**Information shown:**
PR #212, opened 2021-12-28
Support projections

### LINKED ISSUE #80: Support projections

ekalinin:
Fixes #80.


internal/handlers/jsonb1/msg_find_or_count.go
```diff
@@ -43,13 +43,28 @@ func (h *storage) MsgFindOrCount(ctx context.Context, msg *wire.OpMsg) (*wire.Op
 	db := m["$db"].(string)
 
 	projection, ok := m["projection"].(types.Document)
+	projectionStr := "_jsonb"
 	if ok && len(projection.Map()) != 0 {
-		return nil, common.NewErrorMessage(common.ErrNotImplemented, "MsgFind: projection is not supported")
+		ks := ""
+		for i, k := range projection.Keys() {
+			if i != 0 {
+				ks += ","
```
AlekSi, line 51:
```suggestion
				ks += ", "
```

The same in other places

internal/handlers/jsonb1/msg_find_or_count.go
```diff
@@ -43,13 +43,28 @@ func (h *storage) MsgFindOrCount(ctx context.Context, msg *wire.OpMsg) (*wire.Op
...
+			}
+			ks += " '" + k + "'"
```
AlekSi, line 53: We should use a placeholder there. The same in other places

internal/handlers/handler_test.go
```diff
@@ -498,6 +498,42 @@ func TestReadOnlyHandlers(t *testing.T) {
...
+			resp: types.MustMakeDocument(
+				"cursor", types.MustMakeDocument(
+					"firstBatch", types.MustNewArray(
+						types.MustMakeDocument(
+							"first_name", "WOODY",
+							"last_name", "HOFFMAN",
+						),
+					),
+					"id", int64(0),
+					"ns", "pagila.actor",
```
AlekSi, line 522: I think it might be a bit more clear to set it to empty string there, and patch for both monila and pagila in compareFunc

ekalinin: Good point, fixed. Thanks!

internal/handlers/jsonb1/msg_find_or_count.go
ekalinin: Fixed.

AlekSi:
Thank you!

PR #218, opened 2021-12-28
Add `buildEnvironment` and `debug` to `buildInfo` command

### LINKED ISSUE #199: Add `buildEnvironment` and `debug` to `buildInfo` command
We already have basic `buildInfo` command implementation, but it misses `buildEnvironment ` and `debug` response field.
For `buildEnvironment`, let's use the result of `runtime/debug.BuildInfo.Settings` field.
For `debug`, let's set it to `true` if FerretDB is built with race detector (buildinfo contains `-race=true`) or test coverage enabled (buildinfo contains `-tags=` line with `testcover` tag).

GinGin3203:
Closes #199.


internal/util/version/version.go
```diff
@@ -48,12 +50,20 @@ func init() {
...
+		info.BuildEnvironment[s.Key] = s.Value
 		switch s.Key {
 		case "vcs.revision":
 			info.Commit = s.Value
 		case "vcs.modified":
 			info.Dirty, _ = strconv.ParseBool(s.Value)
+		case "-race":
+			info.IsDebugBuild, _ = strconv.ParseBool(s.Value)
+		case "-tags":
+			if s.Value == "testcover" {
```
AlekSi, line 64: Will it work if there are several build tags set during build?

internal/util/version/version.go
```diff
@@ -48,12 +50,20 @@ func init() {
...
+	info.BuildEnvironment = map[string]string{}
 	for _, s := range buildInfo.Settings {
+		info.BuildEnvironment[s.Key] = s.Value
 		switch s.Key {
 		case "vcs.revision":
 			info.Commit = s.Value
 		case "vcs.modified":
 			info.Dirty, _ = strconv.ParseBool(s.Value)
+		case "-race":
+			info.IsDebugBuild, _ = strconv.ParseBool(s.Value)
```
AlekSi, line 62: Will it work for something like `-tags=testcover -race=false`?

internal/handlers/shared/msg_buildinfo.go
```diff
@@ -47,3 +49,11 @@ func (h *Handler) MsgBuildInfo(ctx context.Context, msg *wire.OpMsg) (*wire.OpMs
 
 	return &reply, nil
 }
+
+func buildEnvironment() (buildEnvironment types.Document) {
```
AlekSi, line 53: I think we should not extract that function – we use it only in one place

internal/handlers/handler_test.go
```diff
@@ -422,6 +422,12 @@ func TestReadOnlyHandlers(t *testing.T) {
 	}
 
 	hostname, err := os.Hostname()
+
+	buildEnvironment := types.MustMakeDocument()
+	for k, v := range version.Get().BuildEnvironment {
+		buildEnvironment.Set(k, v)
+	}
```
AlekSi, line 429: Can we test specific values instead of copying a part of implementation?

internal/handlers/shared/msg_buildinfo.go
GinGin3203: Will fix. Also, maybe it would be better to initialize the `buildEnvironment` document during the start, kinda like `version.info` is initialized?
If so, is it ok if I put `buildEnvironment` in the `version` package or should it reside elsewhere?

GinGin3203: Btw, we can initialize the `buildEnvironment` Document during `version.init()`, so no map iteration and copying during runtime. Maybe do that?

AlekSi: Sure, let's do that

internal/handlers/handler_test.go
GinGin3203: `BuildInfo.Settings` is empty when `go test` is run, so `buildInfo.buildEnvironment` field is actually empty when the project is tested. What do we do?

AlekSi: So that code actually does nothing then :) Let's remove it

AlekSi (commented):
There is a merge conflict that should be resolved

AlekSi:
Resolved :)

internal/util/version/version.go
```diff
@@ -55,12 +58,25 @@ func init() {
...
 		case "vcs.revision":
 			info.Commit = s.Value
 		case "vcs.modified":
 			info.Dirty, _ = strconv.ParseBool(s.Value)
+		case "-race":
+			if raceEnabled, _ := strconv.ParseBool(s.Value); raceEnabled {
+				info.IsDebugBuild = true
+			}
+		case "-tags":
+			// TODO: replace for slices.Contains()
```
AlekSi, line 74: We totally could that now :)

AlekSi (approved):

internal/util/version/version.go
GinGin3203: Yeah, just wasn't sure about depending on `golang.org/x/exp` only to use `slices.Contains()` in this place

PR #2496, opened 2023-04-21
New version notification uses `update_available` from telemetry

### LINKED ISSUE #1751: Test notifying about newer versions
### What should be done?

We should test if we display a prompt about newer version in `startupWarning` and prometheus metrics. We should check if it's shown if:
- the local version is not equal do latest;
- telemetry is enabled;
- it works for both tigris and pg handler.

Useful links:
- https://github.com/FerretDB/FerretDB/pull/1738#discussion_r1061407184
- https://github.com/FerretzB/FerretDB/issues/1443

### Where?

Maybe [here](https://github.com/FerretDB/FerretDB/blob/3e28163606eedc26d5a4dd9e1213671577d672b1/integration/commands_diagnostic_test.go#L149-L156), but it can be unit/compat or integration test, though please take a note that MongoDB doesn't display such an information.

### Definition of Done

- unit/compat or integration tests for both pg and tigris handlers added.

chilagrow:
# Description

Closes #1751.

## Readiness checklist


internal/util/state/state.go
```diff
@@ -21,14 +21,14 @@ import (
...
 	"github.com/FerretDB/FerretDB/internal/util/must"
 )
 
 // State represents FerretDB process state.
 type State struct {
-	UUID      string `json:"uuid"`
-	Telemetry *bool  `json:"telemetry,omitempty"` // nil for undecided
+	UUID              string `json:"uuid"`
+	Telemetry         *bool  `json:"telemetry,omitempty"` // nil for undecided
+	IsUpdateAvailable bool   `json:"update_available"`
```
chilagrow, line 31: Got this from beacon https://github.com/FerretDB/beacon/blob/main/internal/handler.go#L58, maybe not correct.

internal/util/telemetry/reporter.go
```diff
@@ -61,7 +61,8 @@ type request struct {
 
 // response represents telemetry response.
 type response struct {
-	LatestVersion string `json:"latest_version"`
+	LatestVersion   string `json:"latest_version"`
+	UpdateAvailable bool   `json:"update_available"`
```
chilagrow, line 65: From beacon https://github.com/FerretDB/beacon/blob/main/internal/handler.go#L58.

w84thesun (approved):
LGTM 👍

internal/util/telemetry/reporter_test.go
```diff
@@ -88,3 +93,62 @@ func TestNewReporterLock(t *testing.T) {
...
+				L:             zap.L(),
+				ReportTimeout: 1 * time.Minute,
+			}
+
+			r, err := NewReporter(&opts)
+			assert.NoError(t, err)
+
+			r.report(testutil.Ctx(t))
+
+			s := r.P.Get()
```
rumyantseva, line 148: This is the part I don't understand. I see `r.report` is called above, and the info on wether the update is available is identified as a part of `r.report`. Beacon returns `updateAvailable` only if `POST` was requested - https://github.com/FerretDB/beacon/blob/main/internal/handler.go#L156. With that, I don't understand what do we expect with this `r.P.Get()` as Beacon won't return `updateAvailable` for it.

internal/util/telemetry/reporter_test.go
```diff
@@ -88,3 +93,62 @@ func TestNewReporterLock(t *testing.T) {
...
+		},
+	} {
+		name, tc := name, tc
+
+		t.Run(name, func(t *testing.T) {
+			t.Parallel()
+
+			// use httptest.NewServer so http request on ts.URL returns tc.reporterResponse body
+			ts := httptest.NewServer(http.HandlerFunc(func(w http.ResponseWriter, r *http.Request) {
+				w.WriteHeader(http.StatusCreated)
```
rumyantseva, line 126: This is not a very accurate mock of becaon as beacon have a different logic for `GET` and `POST` methods - https://github.com/FerretDB/beacon/blob/e965bc7609649e31cca83783f95f32861afb38ac/internal/handler.go#L134 (the responses are very different for `GET` and `POST`.

rumyantseva (changes requested):
The implementation looks good to me, but I don't see that the test checks the necessary logic.

internal/util/telemetry/reporter_test.go
chilagrow: `r.report()` either calls `POST` or it doesn't call telemetry at all. `GET` is not called by `r.report` I guess it's used by something else. When `POST is called, it updates the state of the provider by `r.P.Update` if any update is available.

To check if the state is updated by `r.report()`, we use provider to get value `r.P.Get()`.

When beacon doesn't call `POST` indeed there won't be any update available.

Added comments in the code, let me know if that clarifies :hugs:

internal/util/telemetry/reporter_test.go
chilagrow: `r.report()` makes http `POST` request, so it does not call `GET` even though on API it's available. I added a check for request method type though :hugs:

internal/util/telemetry/reporter_test.go
chilagrow: Meanwhile, I can update the reporter to return the state `(r *Reporter) report(ctx context.Context) *state.State` which removes the need to call provider from test.

rumyantseva: Ah, ok! I think I now understand :)

rumyantseva (approved):
LGTM

w84thesun (approved):
:shipit:

internal/util/telemetry/reporter_test.go
noisersup: This one looks resolved, so I'm closing it

noisersup (approved):
LGTM!

AlekSi:
> I ensured that PR title is good enough for the changelog.

Please check what we have in the changelog now: https://github.com/FerretDB/FerretDB/blob/main/CHANGELOG.md

chilagrow:
> > I ensured that PR title is good enough for the changelog.
> 
> Please check what we have in the changelog now: https://github.com/FerretDB/FerretDB/blob/main/CHANGELOG.md

It can be better :sweat:

PR #2525, opened 2023-04-27
Add identifying Arch Linux version in `hostInfo` command

### LINKED ISSUE #2500: Improve how we identify Linux version in `hostInfo` command
### What should be done?

In `hostInfo` we identify Linux' release by checking `/etc/os-release` file and parsing the version from it: https://github.com/FerretDB/FerretDB/blob/b1cc4e8b1138805a9d16fafb4ff880dc73d4e6eb/internal/handlers/common/msg_hostinfo.go#L47

However, not each Linux distro contains the version information in this file. As the result, this check https://github.com/FerretDB/FerretDB/blob/b1cc4e8b1138805a9d16fafb4ff880dc73d4e6eb/integration/commands_diagnostic_test.go#L227 will fail for such distros.

Let's investigate what's possible for such distros - is there a way to get the info about the version, should we set some "default value", or should we allow an empty version to be set (and then we need to fix the test).

Many thanks to @raeidish for reporting this problem with `Arch Linux` (see also https://gist.github.com/natefoo/814c5bf936922dad97ff).

kropidlowsky:
# Description

Closes #2500.

Add identifying Arch Linux version in `hostInfo` command.
Most of Linux distributions contain `/etc/os-release` - the file used by FerretDB for `hostInfo` command.
However, Arch has `/etc/arch-release` instead of it. To keep functionality for most of Linux distributions the special Arch condition has been added.

## Readiness checklist

### DIFF
--- a/internal/handlers/common/msg_hostinfo.go
+++ b/internal/handlers/common/msg_hostinfo.go
@@ -40,7 +40,10 @@ func MsgHostInfo(ctx context.Context, msg *wire.OpMsg) (*wire.OpMsg, error) {
 	if runtime.GOOS == "linux" {
 		file, err := os.Open("/etc/os-release")
 		if err != nil {
-			return nil, lazyerrors.Error(err)
+			file, err = os.Open("/etc/arch-release")
+			if err != nil {
+				return nil, lazyerrors.Error(err)
+			}
 		}
 		defer file.Close()
 


rumyantseva (approved):
Looks good to me, thanks a lot for contributing!

w84thesun (approved):
Nice one!

PR #2532, opened 2023-04-29
Perform `insertMany` in a single transaction

### LINKED ISSUE #2510: Perform `insertMany` in a single transaction
### What should be done?

Currently we perform insertion of multiple documents by calling `insertDocument` function multiple times. The function creates transaction for each document.

Let's try to perform all of the inserts in a single transaction. That might remove some overhead related to the transaction and potentially decrease the insert time.

Merging everything into single transaction will break compatibility, as on error - PostgreSQL will "undo" all previous inserts, while MongoDB won't. In such scenarios we should perform insertions once again, but in separate transactions.

Let's start by introducing simple insertion benchmark in separate PR. It will allow us to check if there's any performance gain after second PR with the actual change.

## Where
`pgdb` package

## DoD
- [x] Benchmark for `insertMany` created
- [x] Inserts of many documents are performed in a single transaction
- [x] If any of documents failed on insert, insertion is performed once again in separate transactions
- [x] Benchmarks results are compared.

raeidish:
# Description

Closes #2510 

## Readiness checklist


internal/handlers/pg/msg_insert.go
```diff
@@ -95,6 +95,33 @@ func (h *Handler) MsgInsert(ctx context.Context, msg *wire.OpMsg) (*wire.OpMsg,
...
+
+	dbPool.InTransaction(ctx, func(tx pgx.Tx) error {
+        var err error
+        for i := 0; i < docs.Len(); i++ {
+            doc := must.NotFail(docs.Get(i))
+            err = insertDocument(ctx, dbPool, qp, doc)
+            var we *commonerrors.WriteErrors
+            switch {
+            case err == nil:
+                inserted++
```
rumyantseva, line 110: In principle, we don't need to calculate it: as it's a transition, we insert all or nothing.

raeidish: Yes that is true, i will discard it in the single transaction run

noisersup:
Is there anything I can help with, or is this one ready for review?

AlekSi:
(more specifically, we are not sure due to PR title 😄)

raeidish:
Aha! Sorry I’m a bit busy at the moment, the pr is ready for review. There was one suggestion where I would revert the changes to find and modify and update calls. This is because of the update function might return incorrect error messages

noisersup (approved):
Looks great! I've tested it locally and there benchmark results have improved.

**Exercise aim:**
All lines in the entries above that hold the word "same" need to be copied.

**Response area:**
The same in other places
AlekSi, line 53: We should use a placeholder there. The same in other places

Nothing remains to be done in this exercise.